Directions - Your answer should consist of every line from the records that holds the string "present".

Recorded information -
::::

PR #778, opened 2019-11-28
Callback validations

apereverzin:

### Change description ###
Defined hasId method returning CaseDetails unlike hasAnId returning only id. It will be used in AttachCaseCallbackService.

```
[ ] Yes
[x] No
```

### DIFF
--- a/src/main/java/uk/gov/hmcts/reform/bulkscan/orchestrator/services/ccd/CallbackValidations.java
+++ b/src/main/java/uk/gov/hmcts/reform/bulkscan/orchestrator/services/ccd/CallbackValidations.java
@@ -113,6 +113,14 @@ public final class CallbackValidations {
     }
 
     @Nonnull
+    public static Validation<String, CaseDetails> hasId(CaseDetails theCase) {
+        return theCase != null
+            && theCase.getId() != null
+            ? valid(theCase)
+            : invalid("Exception case has no Id");
+    }
+
+    @Nonnull
     static Validation<String, String> hasServiceNameInCaseTypeId(CaseDetails theCase) {
         return Optional
             .ofNullable(theCase)
@@ -163,7 +171,7 @@ public final class CallbackValidations {
                             return !hasOcr(theCase)
                                 ? Validation.<String, Void>valid(null)
                                 : Validation.<String, Void>invalid(
-                                    format("The 'attach to case' event is not supported for exception records with OCR")
+                                format("The 'attach to case' event is not supported for exception records with OCR")
                             );
                         default:
                             return Validation.<String, Void>invalid(
--- a/src/main/java/uk/gov/hmcts/reform/bulkscan/orchestrator/services/ccd/CallbackValidations.java
+++ b/src/main/java/uk/gov/hmcts/reform/bulkscan/orchestrator/services/ccd/CallbackValidations.java
@@ -116,7 +116,7 @@ public final class CallbackValidations {
     }
 
     @Nonnull
-    public static Validation<Seq<String>, CaseDetails> hasValidData(
+    public static Validation<Seq<String>, CaseDetails> hasValidDetailsForAttachingToCase(
         boolean useSearchCaseReference,
         CaseDetails theCase
     ) {
--- a/src/main/java/uk/gov/hmcts/reform/bulkscan/orchestrator/services/ccd/CallbackValidations.java
+++ b/src/main/java/uk/gov/hmcts/reform/bulkscan/orchestrator/services/ccd/CallbackValidations.java
@@ -191,16 +191,14 @@ public final class CallbackValidations {
                             return hasOcr(theCase)
                                 ? Validation.<String, Void>valid(null)
                                 : Validation.<String, Void>invalid(
-                                format(
                                     "The 'attach to case' event is not supported for supplementary evidence with OCR "
                                         + "but not containing OCR data"
-                                )
                             );
                         case CLASSIFICATION_EXCEPTION:
                             return !hasOcr(theCase)
                                 ? Validation.<String, Void>valid(null)
                                 : Validation.<String, Void>invalid(
-                                format("The 'attach to case' event is not supported for exception records with OCR")
+                                    "The 'attach to case' event is not supported for exception records with OCR"
                             );
                         default:
                             return Validation.<String, Void>invalid(
--- a/src/main/java/uk/gov/hmcts/reform/bulkscan/orchestrator/services/ccd/CallbackValidations.java
+++ b/src/main/java/uk/gov/hmcts/reform/bulkscan/orchestrator/services/ccd/CallbackValidations.java
@@ -118,8 +118,6 @@ public final class CallbackValidations {
     @Nonnull
     public static Validation<Seq<String>, CaseDetails> hasValidData(
         boolean useSearchCaseReference,
-        String requesterIdamToken,
-        String requesterUserId,
         CaseDetails theCase
     ) {
         Validation<String, String> caseReferenceTypeValidation = useSearchCaseReference
@@ -132,8 +130,6 @@ public final class CallbackValidations {
         Validation<String, String> serviceNameInCaseTypeIdValidation = hasServiceNameInCaseTypeId(theCase);
         Validation<String, Long> idValidation = hasAnId(theCase);
         Validation<String, List<Map<String, Object>>> scannedRecordValidation = hasAScannedRecord(theCase);
-        Validation<String, String> idamTokenValidation = hasIdamToken(requesterIdamToken);
-        Validation<String, String> userIdValidation = hasUserId(requesterUserId);
 
         Seq<Validation<String, ?>> validations = Array.of(
             caseReferenceTypeValidation,
@@ -141,9 +137,7 @@ public final class CallbackValidations {
             jurisdictionValidation,
             serviceNameInCaseTypeIdValidation,
             idValidation,
-            scannedRecordValidation,
-            idamTokenValidation,
-            userIdValidation
+            scannedRecordValidation
         );
 
         Seq<String> errors = validations
--- a/src/main/java/uk/gov/hmcts/reform/bulkscan/orchestrator/services/ccd/CallbackValidations.java
+++ b/src/main/java/uk/gov/hmcts/reform/bulkscan/orchestrator/services/ccd/CallbackValidations.java
@@ -1,5 +1,7 @@
 package uk.gov.hmcts.reform.bulkscan.orchestrator.services.ccd;
 
+import io.vavr.collection.Array;
+import io.vavr.collection.Seq;
 import io.vavr.control.Try;
 import io.vavr.control.Validation;
 import org.apache.commons.collections4.CollectionUtils;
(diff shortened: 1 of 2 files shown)


src/main/java/uk/gov/hmcts/reform/bulkscan/orchestrator/services/ccd/CallbackValidations.java
```diff
@@ -112,6 +112,14 @@ private CallbackValidations() {
             : invalid("Exception case has no Id");
     }
 
+    @Nonnull
+    public static Validation<String, CaseDetails> hasId(CaseDetails theCase) {
+        return theCase != null
+            && theCase.getId() != null
+            ? valid(theCase)
+            : invalid("Exception case has no Id");
+    }
```
rkondratowicz: all other validation methods in this class follow convention `hasX` returns `X`.
There's already a method that validates whether the case has Id.

Can you just call it and use `CaseDetails` object that you pass to that method afterwards?
The validation method does not change it so you can use it.

src/main/java/uk/gov/hmcts/reform/bulkscan/orchestrator/services/ccd/CallbackValidations.java
```diff
@@ -163,7 +171,7 @@ private CallbackValidations() {
                             return !hasOcr(theCase)
                                 ? Validation.<String, Void>valid(null)
                                 : Validation.<String, Void>invalid(
-                                    format("The 'attach to case' event is not supported for exception records with OCR")
+                                format("The 'attach to case' event is not supported for exception records with OCR")
```
lgonczar: Previous indentation seemed right

src/main/java/uk/gov/hmcts/reform/bulkscan/orchestrator/services/ccd/CallbackValidations.java
lgonczar: What will happen to validation result? It can't come back to the caseworker, as it's related with CCD doing something wrong.

src/test/java/uk/gov/hmcts/reform/bulkscan/orchestrator/services/ccd/CallbackValidationsTest.java
```diff
@@ -258,6 +258,62 @@ void noCaseIdTest() {
         );
     }
 
+    @Test
+    void caseIdTest() {
```
lgonczar: I realise these method names are following a convention started for this class, but maybe this PR would be an opportunity to fix the convention. Ideally, method names should provide short information on:
- what's being tested (unless the class specifies it)
- conditions
- expected outcome

lgonczar: @rkondratowicz `[x_]should_y_when_z()` is pretty much what we've got everywhere else. What case does `xTest()` cover?

src/main/java/uk/gov/hmcts/reform/bulkscan/orchestrator/services/ccd/CallbackValidations.java
```diff
@@ -112,6 +115,40 @@ private CallbackValidations() {
             : invalid("Exception case has no Id");
     }
 
+    @Nonnull
+    public static Validation<Seq<String>, CaseDetails> hasValidData(
```
lgonczar: This is a general validation class, called `CallbackValidations`. This method returns validation for an exception record that the caseworker wants to attach to a case. I think we should name it something like `hasValidDetailsForAttachingToCase`. Not as nice, but leaves less room for misunderstanding.

src/test/java/uk/gov/hmcts/reform/bulkscan/orchestrator/services/ccd/CallbackValidationsTest.java
```diff
@@ -258,6 +261,79 @@ void noCaseIdTest() {
...
+    void hasInvalidDataTest() {
+        CaseDetails caseDetails = createCaseWith(
+            b -> b
+                .id(null)
+                .caseTypeId("SERVICE_ExceptionRecord")
+                .jurisdiction("BULKSCAN")
+        );
+        Validation<Seq<String>, CaseDetails> res =
+            CallbackValidations.hasValidData(true, caseDetails);
+        assertThat(res.isValid()).isEqualTo(false);
```
lgonczar: I think we should make it a test per error or verify that all possible errors are included in validation result.

src/test/java/uk/gov/hmcts/reform/bulkscan/orchestrator/services/ccd/CallbackValidationsTest.java
```diff
@@ -258,6 +261,79 @@ void noCaseIdTest() {
...
+    }
+
+    @Test
+    void hasValidData_use_search_case_reference_true() {
```
lgonczar: Regarding `useSearchCaseReference`, I think we need the following four scenarios covered:
- `useSearchCaseReference` == `true` and `searchCaseReference` is present => valid
- `useSearchCaseReference` == `true` and `searchCaseReference` is missing => invalid
- `useSearchCaseReference` == `false` and `attachToCaseReference` is present => valid
- `useSearchCaseReference` == `false` and `attachToCaseReference` is missing => invalid

src/test/java/uk/gov/hmcts/reform/bulkscan/orchestrator/services/ccd/CallbackValidationsTest.java
```diff
@@ -258,6 +261,79 @@ void noCaseIdTest() {
...
+
+        CaseDetails caseDetails = createCaseWith(
+            b -> b
+                .id(1L)
+                .caseTypeId("SERVICE_ExceptionRecord")
+                .jurisdiction("BULKSCAN")
+                .data(caseData)
+        );
+        Validation<Seq<String>, CaseDetails> res =
+            CallbackValidations.hasValidData(true, caseDetails);
```
lgonczar: If this was changed to false, I guess the test would fail.

apereverzin: Fixed

src/test/java/uk/gov/hmcts/reform/bulkscan/orchestrator/services/ccd/CallbackValidationsTest.java
apereverzin: Done

src/test/java/uk/gov/hmcts/reform/bulkscan/orchestrator/services/ccd/CallbackValidationsTest.java
apereverzin: Added check for all validation results

src/main/java/uk/gov/hmcts/reform/bulkscan/orchestrator/services/ccd/CallbackValidations.java
apereverzin: Done

src/main/java/uk/gov/hmcts/reform/bulkscan/orchestrator/services/ccd/CallbackValidations.java
```diff
@@ -112,6 +115,40 @@ private CallbackValidations() {
             : invalid("Exception case has no Id");
     }
 
+    @Nonnull
+    public static Validation<Seq<String>, CaseDetails> hasValidDetailsForAttachingToCase(
```
nitinprabhu: is this used for validating prerequisites for updating case with OCR + Scanned docs ?
can we name it accordingly `hasValidDetailsForAttachingOCRWithSuppEvidence` ?

src/main/java/uk/gov/hmcts/reform/bulkscan/orchestrator/services/ccd/CallbackValidations.java
```diff
@@ -112,6 +115,40 @@ private CallbackValidations() {
...
+    ) {
+        Validation<String, String> caseReferenceTypeValidation = useSearchCaseReference
+            ? hasSearchCaseReferenceType(theCase)
+            : valid(CCD_CASE_REFERENCE);
+        Validation<String, String> caseReferenceValidation = useSearchCaseReference
+            ? hasSearchCaseReference(theCase)
+            : hasAttachToCaseReference(theCase);
+        Validation<String, String> jurisdictionValidation = hasJurisdiction(theCase);
+        Validation<String, String> serviceNameInCaseTypeIdValidation = hasServiceNameInCaseTypeId(theCase);
+        Validation<String, Long> idValidation = hasAnId(theCase);
```
nitinprabhu: has service case id or exception case id ?

src/main/java/uk/gov/hmcts/reform/bulkscan/orchestrator/services/ccd/CallbackValidations.java
nitinprabhu: no changes here ?

src/test/java/uk/gov/hmcts/reform/bulkscan/orchestrator/services/ccd/CallbackValidationsTest.java
nitinprabhu: `caseIdTest` is not making that much sense as in what is expected in this test

src/main/java/uk/gov/hmcts/reform/bulkscan/orchestrator/services/ccd/CallbackValidations.java
apereverzin: The whole point of this PR is to introduce this method which combines all checks called from AttachCaseCallbackService::getValidation method. In the existing code all this check can be invoked separately because to just attach documents we need these documents and case ID. But for this user story (update case) we need the whole CaseDetails object (i.e. exception record) to send it to the service Update endpoint. None of existing validation methods returns the whole CaseDetails object. This is why this new method has been introduced - it combines all validations and return the whole CaseDetails object.

After this PR is merged the new validation method will be called from AttachCaseCallbackService::getValidation. And AttachCaseCallbackService::AttachToCaseEventData will contain the whole CaseDetails object (returned by the new validation method) instead of just exceptionRecordId.

src/main/java/uk/gov/hmcts/reform/bulkscan/orchestrator/services/ccd/CallbackValidations.java
apereverzin: hasAnId is an existing method, should not be renamed in this PR. It is checking ID of the exception record

src/main/java/uk/gov/hmcts/reform/bulkscan/orchestrator/services/ccd/CallbackValidations.java
apereverzin: No, it is not specific to OCR, it is for any supplementary Evidence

::::

Answer section -
- `useSearchCaseReference` == `true` and `searchCaseReference` is present => valid
- `useSearchCaseReference` == `false` and `attachToCaseReference` is present => valid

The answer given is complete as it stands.